Officialdom was not listening. CBA is worth 111 per cent more than it was in 2007 while our house prices are 29 above their pre-GFC peak. Australia is destined not to learn the lessons of history and it will take our own, very personal shock to set us straight. You can only stretch the market's elastic band so far before it snaps back in your face.

Every half-smart investor I know is worried about deflation. But you don't make money from consensus views. I hunt out heterodox opportunities. Lower asset or consumer prices triggered by excess supply or insufficient demand in one area (e.g. housing, financial services, petrol, or commodities) can be a vital part of capitalism's rehabilitation process that apportions winners (renters and consumers) and losers (bankers and miners). Therefore, I'm not convinced a bit of deflation is an absolute evil in the same way some inflation can be a good thing.

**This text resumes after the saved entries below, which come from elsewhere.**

PR #3936, opened 2026-01-08
fix: type issues with Chart mark methods.

alec-bike:
Chart `mark_line` and similar methods trigger a basedpyright type check warning for unknown argument. This PR adds type annotations to remove the warning. It also fixes some minor type warnings raised by ty and basedpyright.

Resolves #3870.

PR #3967, opened 2026-02-26
chore: Simplify `ruff` config, fix minor type issues

alec-bike:
This PR tidies up some ruff rules and comments in `pyproject.toml`:
- ~~increase max-complexity to 15 (allows removal of some `noqa: C901` annotations)~~  reverted
- remove commented-out preview-only ruff rules[^1]

Also, the experimental `tool.pyright` section has been simplified (and tested against pyright and basedpyright).

[^1]: ruff preview was turned off in #3936

### DIFF
--- a/pyproject.toml
+++ b/pyproject.toml
@@ -354,20 +354,13 @@ disable_error_code = ["annotation-unchecked"]
 
 [tool.pyright]
 enableExperimentalFeatures = true
-extraPaths = ["./tools"]
 pythonPlatform = "All"
 pythonVersion = "3.10"
 reportTypedDictNotRequiredAccess = "none"
 reportIncompatibleMethodOverride = "none"
 reportUnusedExpression = "none"
 reportUnsupportedDunderAll = "none"
-include = [
-    "./altair/**/*.py",
-    "./doc/*.py",
-    "./tests/**/*.py",
-    "./tools/**/*.py",
-    "./sphinxext/**/*.py",
-]
+include = ["altair", "doc", "tests", "tools", "sphinxext"]
 ignore = [
     "./altair/vegalite/v6/schema/channels.py",  # 716 warns
     "./altair/vegalite/v6/schema/mixins.py",    # 1001 warns


pyproject.toml
```diff
@@ -183,16 +180,16 @@ ignore = [
...
-    "E501",   # line-too-long (https://docs.astral.sh/ruff/formatter/#conflicting-lint-rules)
+    "E501",   # line-too-long
     "RUF012", # mutable-class-default
     "RUF052", # used-dummy-variable
-    "SIM105", # suppressible-exception (https://github.com/vega/altair/pull/3431#discussion_r1629808660)
+    "SIM105", # suppressible-exception (https://github.com/vega/altair/pull/3431)
     "W505",   # doc-line-too-long
 ]
-mccabe.max-complexity = 10
+mccabe.max-complexity = 15
```
dangotbanned: Please revert this change 🙏 

10 is the [default](https://docs.astral.sh/ruff/settings/#lint_mccabe_max-complexity) for ([`C901`](https://docs.astral.sh/ruff/rules/complex-structure/)), and increasing the value encourages writing unmaintainable code.

> Functions with a high complexity are hard to understand and maintain.

The *moment of pause* that adding an ignore comment gives is the aim of lint rules.
Do you need to adhere to every rule every time? Nope!
But being aware of these issues gives you a chance to say one of:
> Oh hey, thanks yeah I'll fix that
> You've got a point, but not right now
> Stop being pedantic

It also highlights things to discuss during review. 
For this rule a reviewer is less likely to understand a function with that much context to hold in their head

alec-bike:
Thanks for the review @dangotbanned.

> Could you set up `pyright` to run in CI _first_, before making changes like this please?

I've been wondering about the status of pyright (and multiple type checkers) in altair. Is the goal for altair to support both mypy and pyright in CI?

I've been running ty for my testing, using a local `ty.toml` config to keep it separate from `pyproject.toml`. Would altair also want to run ty in CI?

dangotbanned:
https://github.com/vega/altair/pull/3967#issuecomment-3998816779

> I've been wondering about the status of pyright (and multiple type checkers) in altair. Is the goal for altair to support both mypy and pyright in CI?

I guess this is a history of the progress I made with `pyright` support:

- https://github.com/vega/altair/pulls?q=sort%3Aupdated-desc+is%3Apr+author%3Adangotbanned+is%3Amerged+typing

Before that, there was a long road to supporting `mypy`:

- https://github.com/vega/altair/pulls?q=sort%3Aupdated-desc+is%3Apr+mypy+is%3Amerged+author%3Abinste

This section of the config was where there were still gaps, but IIRC some test modules were an issue as well:

https://github.com/vega/altair/blob/356c78bbe8cd41118ff3ac963737c844584cd032/pyproject.toml#L374-L378


> I've been running `ty` for my testing, using a local `ty.toml` config to keep it separate from `pyproject.toml`. Would altair also want to run ty in CI?

I'm very much looking forward to using `ty` when it is ready, but there are many gaps that impact an upstream project I contribute to:

- [ ] https://github.com/narwhals-dev/narwhals/issues/3409


Using `ty` locally is probably the best move for now - I have no doubt it will play a really important role in moving python forward.

Running `pyright` in `ci` is quite doable - with the right amount of effort.
If you look at [Python Type System Conformance Test Results](https://htmlpreview.github.io/?https://github.com/python/typing/blob/main/conformance/results/results.html) - it really is the bar for following the rules 😄 
Wish it was faster though

dangotbanned (approved):
Thanks @alec-bike, sorry for the delay!

cat-ptain on a narwhal

PR #3969, opened 2026-03-01
docs: add identity line (x=y diagonal) example to rule mark docs

### LINKED ISSUE #3317: Include example of identity line (ie infinite diagonal line of x=y)
I [answered this on SO](https://stackoverflow.com/questions/77859278/how-to-draw-a-diagonal-line-with-mark-rule-that-stretches-to-infinity-in-altair/77862151#77862151) and thought it could be good to include this in the docs

Feel free to add a PR to the [rule page](https://altair-viz.github.io/user_guide/marks/rule.html#width-height-spanning-rules)

## Answer

Yes, by using `alt.value` you can anchor the line to a pixel value rather than a value of the data axis. So even if you zoom out and the axis extent change, the line will span the same pixel distance. You can either hardcode the heigth/width of the chart or use the special signals for this like so:

```python
import altair as alt

source = data.cars.url

points = alt.Chart(source).mark_circle(size=60).encode(
    x='Horsepower:Q',
    y='Miles_per_Gallon:Q',
)

line_black = alt.Chart().mark_rule().encode(
    x=alt.value('width'),
    x2=alt.value(0),
    y2=alt.value(0),
    y=alt.value('height')
)

line_red = alt.Chart().mark_rule(color='red').encode(
    x=alt.value(0),
    x2=alt.value('width'),
    y=alt.value('height'),
    y2=alt.value(0)
)


(points + line_black + line_red).interactive()
```

Zoomed out:

[![enter image description here][2]][2]

The above would create the line x=y only if the x and y scale's domain spans the same range. If that is not the case (like for the data above), you have two options:

## 1. Manually change the scale domain to be the same

We can set the y=axis to have the same max as the xaxis:

```py
points = alt.Chart(source).mark_circle(size=60).encode(
    x='Horsepower:Q',
    y=alt.Y('Miles_per_Gallon:Q').scale(domainMax=240),
)
```

[![enter image description here][3]][3]

## 2. Compute the lines as the ratio of the original domains

I'm not sure if there is a way to automatically find the max value of the y and x domain, but that would make this more robust (maybe look around in the Vega-Lite issue tracker or ask there). For now, I just plug in the values manually:

```python
line_black = alt.Chart().mark_rule().encode(
    x=alt.value(0),
    y=alt.value(0),
    x2=alt.value(alt.expr('width * 50/240')),
    y2=alt.value('height'),
)

line_red = alt.Chart().mark_rule(color='red').encode(
    x=alt.value(0),
    y=alt.value('height'),
    x2=alt.value(alt.expr('width * 50/240')),
    y2=alt.value(0),
)
```

[![enter image description here][4]][4]

  [1]: https://i.sstatic.net/zaw37.png
  [2]: https://i.sstatic.net/ZiDUi.png
  [3]: https://i.sstatic.net/ZunH1.png
  [4]: https://i.sstatic.net/SnGDw.png

stbiadmin:
Adds a new example to the rule mark documentation page showing how to draw an identity line (x=y diagonal) that spans the full chart.

The example uses `alt.value` with the special `'width'` and `'height'` signals to anchor the line to pixel coordinates, so it spans correctly regardless of data extent. A dashed line style differentiates it from data marks.

The example is placed under a new "Identity Line" subsection after the existing "Ranged Rules" section, as suggested in the issue.

Closes #3317

### DIFF
--- a/altair/datasets/__init__.py
+++ b/altair/datasets/__init__.py
@@ -77,7 +77,7 @@ from __future__ import annotations
 
 from typing import TYPE_CHECKING
 
-from altair.datasets._loader import Loader as Loader
+from altair.datasets._loader import Loader
 
 if TYPE_CHECKING:
     import sys
@@ -91,6 +91,8 @@ if TYPE_CHECKING:
     from altair.datasets._data import DataObject
     from altair.datasets._loader import _Load
     from altair.datasets._typing import Dataset, Extension
+
+__all__ = ["Loader", "data", "load", "url"]
 
 
 load: _Load[Any, Any]
@@ -166,18 +168,17 @@ def url(
     return url
 
 
-def __getattr__(name):
-    if name == "data":
-        from altair.datasets._data import data
+if not TYPE_CHECKING:
 
-        return data
-    elif name == "load":
-        from altair.datasets._loader import load
+    def __getattr__(name):
+        if name == "data":
+            from altair.datasets._data import data
 
-        return load
-    elif name == "__all__":
-        # Define __all__ dynamically to avoid ruff errors
-        return ["Loader", "data", "load", "url"]
-    else:
-        msg = f"module {__name__!r} has no attribute {name!r}"
-        raise AttributeError(msg)
+            return data
+        elif name == "load":
+            from altair.datasets._loader import load
+
+            return load
+        else:
+            msg = f"module {__name__!r} has no attribute {name!r}"
+            raise AttributeError(msg)
--- a/altair/datasets/_cache.py
+++ b/altair/datasets/_cache.py
@@ -286,7 +286,7 @@ class SchemaCache(CompressedCache["_Dataset", "_FlSchema"]):
                     # For pyarrow CSV reading, use the schema as intended
                     # This will fail for non-ISO date formats, but that's the correct behavior
                     # Users can handle this by using a different backend or converting dates manually
-                    return {"convert_options": ConvertOptions(column_types=schema)}  # pyright: ignore[reportCallIssue]
+                    return {"convert_options": ConvertOptions(column_types=schema)}
                 elif suffix == ".parquet":
                     return {"schema": schema}
 
--- a/altair/datasets/_loader.py
+++ b/altair/datasets/_loader.py
@@ -3,10 +3,8 @@ from __future__ import annotations
 import typing as t
 from typing import Generic, final, overload
 
-from narwhals.stable.v1.typing import IntoDataFrameT
-
 from altair.datasets import _reader
-from altair.datasets._reader import IntoFrameT
+from altair.datasets._reader import IntoDataFrameT, IntoLazyFrameT
 
 if t.TYPE_CHECKING:
     import sys
@@ -30,7 +28,7 @@ if t.TYPE_CHECKING:
 __all__ = ["Loader", "load"]
 
 
-class Loader(Generic[IntoDataFrameT, IntoFrameT]):
+class Loader(Generic[IntoDataFrameT, IntoLazyFrameT]):
     """
     Load example datasets *remotely* from `vega-datasets`_, with caching.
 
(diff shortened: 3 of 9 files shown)


mattijn:
Thanks for working on this @stbiadmin! Really valuable addition to the docs! 
When I copy+paste the example you added, it shows for me like this:

image

Would it be possible to use a dataset where the scatter follows more or less the identity line? Maybe @joelostblom has some ideas as well, as author of https://github.com/vega/altair/issues/3317 and answering https://stackoverflow.com/questions/77859278/how-to-draw-a-diagonal-line-with-mark-rule-that-stretches-to-infinity-in-altair/77862151#77862151. 🙌

stbiadmin:
Oops, yeah that doesn't look good. I've updated the example to use a predicted vs actual scatter so the points cluster around the identity line and the diagonal is more meaningful. HTH.

joelostblom:
Thanks for working on this @stbiadmin! I think the new example data you added is a much more natural fit than the previous one. As I revisited this example, (a)I noticed another way of drawing the line that creates a true identity line (x=y) that is robust to both zooming and panning the chart:

```py
line = alt.Chart().mark_rule().encode(
    x=alt.value(alt.expr("scale('x', domain('x')[0])")),
    y=alt.value(alt.expr("scale('y', domain('x')[0])")),
    x2=alt.value(alt.expr("scale('x', domain('x')[1])")),
    y2=alt.value(alt.expr("scale('y', domain('x')[1])")),
)
```

This is robust to both zooming and panning of interactive charts,  since it uses an expression that re-computes the scale of where to draw the line as the axis domains change.

I think create a diagonal line in pixel units (like the current approach) can still be useful in some situation so maybe we can include two examples/headings here: the first one showing how to draw a diagonal line in a chart using the current approach in the PR (not sure what is an appropriate data set for this...) and the next one showing how to draw an identity line which is more appropriate when comparing e.g. actual vs predicted values. What do you think?

stbiadmin:
Yeah that makes way more sense as two separate examples. I split it up, first one is a basic diagonal using pixel values with the cars data, second uses alt.expr scale expressions so the line tracks x=y through zoom/pan. Let me know if that looks right.

doc/user_guide/marks/rule.rst
```diff
@@ -142,3 +142,57 @@ For example, we can use ``y`` and ``y2`` show the ``"min"`` and ``"max"`` values
...
+        y=alt.value("height"),
+        x2=alt.value("width"),
+        y2=alt.value(0),
+    )
+
+    (points + diagonal).interactive()
+
+Identity Line (x=y)
+^^^^^^^^^^^^^^^^^^^^
+When comparing two variables on the same scale (e.g. predicted vs actual values), you can draw a true identity line using ``alt.expr`` with scale expressions. This line stays on x=y even when zooming and panning.
```
joelostblom:
```suggestion
When comparing two related variables (e.g. predicted vs actual values), drawing a line representing a perfect relationship (i.e. x=y) can facilitate comparisons between the variables. In contrast to the diagonal line above that was drawn in pixel space, we know need to draw the line in data space. Therefore we use ``alt.datum`` together with ``alt.expr``. If our chart is static, we could simply put in values for the line manually, but if we want to draw an identiy line that is robust to zooming and panning, we can instead compute the line dynamically using the ``domain`` expression, so that each time the range of the x or y domain changes, the line is redrawn.
```

doc/user_guide/marks/rule.rst
```diff
@@ -142,3 +142,57 @@ For example, we can use ``y`` and ``y2`` show the ``"min"`` and ``"max"`` values
...
+
+.. altair-plot::
+    import altair as alt
+    import pandas as pd
+    import numpy as np
+
+    rng = np.random.RandomState(42)
+    actual = rng.uniform(10, 90, 50)
+    predicted = actual + rng.normal(0, 8, 50)
```
joelostblom:
```suggestion
    predicted = actual + rng.normal(0, 12, 50)
```

Just to make the max value different between the axes to further emphasize that the line doesn't go from corner to corner

joelostblom (changes requested):
This is looking great @stbiadmin ! I suggest some clarifications and elaborations in my suggestions. Let me know if you have any questions or disagree with something I wrote. If not, you can just apply the suggestions and we can merge after.

PR #3970, opened 2026-03-04
chore: bump `narwhals>=2.4.0`

### LINKED ISSUE #3960: Narwhals typing breakage after lock file update (narwhals 2.2 / 2.9)
### What happened?

The following issue was generated by a code generator after updating my uv lock file.

---

When trying to update the lock file (`uv lock --upgrade`), I ran into narwhals-related mypy errors in the datasets layer.

**What happened**

After upgrading the lock file (including narwhals to a recent 2.x version), the test suite started failing with 21 mypy errors in the datasets backend.

**Where the errors appear**

- **`altair/datasets/_readimpl.py`**  
  - The `IntoFrameT` (and `R`) `TypeVar` bound that references `nwt.NativeFrame` and `nwt.DataFrameLike` (around lines 52–57).  
  - The `into_scan` helper and its use of `BaseImpl` / `Scan` with those type parameters (around lines 214–228).

- **`altair/datasets/_reader.py`**  
  - Uses of `Scan[IntoFrameT]` and `Reader[..., IntoFrameT]` (e.g. `_scan`, `scan_fn`, overloads and `reader` implementation).  
  - `_metadata_frame` and `_scan_metadata` return types and the `nw.from_native(...).lazy()` call.  
  - `_NoParquetReader._metadata_frame`, where `nw.from_dict(data, backend=impl)` is called (around line 390).  
  - `_steal_eager_parquet` return type (around line 542).

**Root cause: two narwhals typing changes**

1. **`from_dict(..., backend=impl)`**  
   From **narwhals 2.2.0**, the type stub for `from_dict`’s `backend` no longer accepts `nw.Implementation` (only `Literal[...] | Module | None`). Runtime is unchanged; only type-checking breaks.

2. **`nwt.NativeFrame` / `nwt.DataFrameLike`**  
   From **narwhals 2.9.0**, these names are no longer in the public `narwhals.stable.v1.typing` API. Code that uses them in a `TypeVar` bound gets a “name-defined” error.

**Minimal repro**

Save as `repro.py` and run:

```bash
uv run --with narwhals==2.16.0 mypy repro.py
```

```python
from __future__ import annotations
from typing import TYPE_CHECKING, Any

from narwhals.stable import v1 as nw
from narwhals.stable.v1.typing import IntoDataFrameT

if TYPE_CHECKING:
    from typing import TypeVar
    from narwhals.stable.v1 import typing as nwt
    IntoFrameT = TypeVar(
        "IntoFrameT",
        bound="nwt.NativeFrame | nw.DataFrame[Any] | nw.LazyFrame[Any] | nwt.DataFrameLike",
    )

def from_dict_with_impl(data: dict[str, Any], impl: nw.Implementation) -> nw.DataFrame[Any]:
    return nw.from_dict(data, backend=impl)
```

With narwhals 2.16.0 this yields:

- `name-defined`: `nwt.NativeFrame` is not defined  
- `arg-type`: `backend` to `from_dict` has incompatible type `Implementation`  

With narwhals 1.46.0 or 2.1.0, mypy reports no issues.

I was hoping to get no type issues when bumping the version of narwhals

main

dangotbanned:
Closes #3960

## Related
- https://github.com/narwhals-dev/narwhals/issues/3013
- https://github.com/narwhals-dev/narwhals/pull/2944
- https://github.com/narwhals-dev/narwhals/pull/2971
- https://github.com/narwhals-dev/narwhals/pull/3016
- https://github.com/narwhals-dev/narwhals/pull/3086
- https://github.com/narwhals-dev/narwhals/issues/3498

## Description
Bumps `narwhals>=1.27.1` -> `2.4.0` and resolves the typing yells mentioned in the linked issues.

I merged (#3973) ahead of this since it fixed some other issues that were on main already

### DIFF
--- a/pyproject.toml
+++ b/pyproject.toml
@@ -313,12 +313,10 @@ norecursedirs = [
     "tests/examples_arguments_syntax",
     "tests/examples_methods_syntax"
 ]
+testpaths = ["tests","altair","tools"]
 addopts = [
     "--numprocesses=logical",
     "--doctest-modules",
-    "tests",
-    "altair",
-    "tools",
     "-m not datasets_debug and not no_xdist",
 ]
 # https://docs.pytest.org/en/stable/how-to/mark.html#registering-marks


altair/datasets/__init__.py
```diff
@@ -166,18 +168,17 @@ def url(
     return url
 
 
-def __getattr__(name):
-    if name == "data":
-        from altair.datasets._data import data
+if not TYPE_CHECKING:
```
dangotbanned: This was something I learned later, see me spreading the gospel here https://github.com/apache/arrow/pull/48618#discussion_r2720997888

mattijn:
Great work @dangotbanned! Out of curiosity, if we move to narwhals v2+, would it make sense to also switch to `narwhals.stable.v2`? Not suggesting we do it here, just wondering.

dangotbanned:
> Great work @dangotbanned!

Thanks @mattijn 


> Out of curiosity, if we move to narwhals v2+, would it make sense to also switch to `narwhals.stable.v2`?

Yeah definitely! 
There is some `ruff` config we need to update to `v2`, along with the actual imports

> Not suggesting we do it here, just wondering.

Yeah agreed, should definitely be it's own PR - but one that I'd welcome 😊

Right now, we have strong asset price inflation across housing, listed equities, private equity and bonds. Core consumer price inflation is expanding at a normal pace despite crisis-level interest rates. My contrarian view is that as the US labour market tightens and wage inflation stirs, the world's largest economy will start exporting inflation. This will be reinforced by dearer Chinese product prices as their once-cheap labour gets repriced and a large middle class emerges. Inflation stoked by the two biggest economies will then likely be amplified by central bankers keeping rates too low for too long, partly because of pressure from politicians to continue monetising public debts.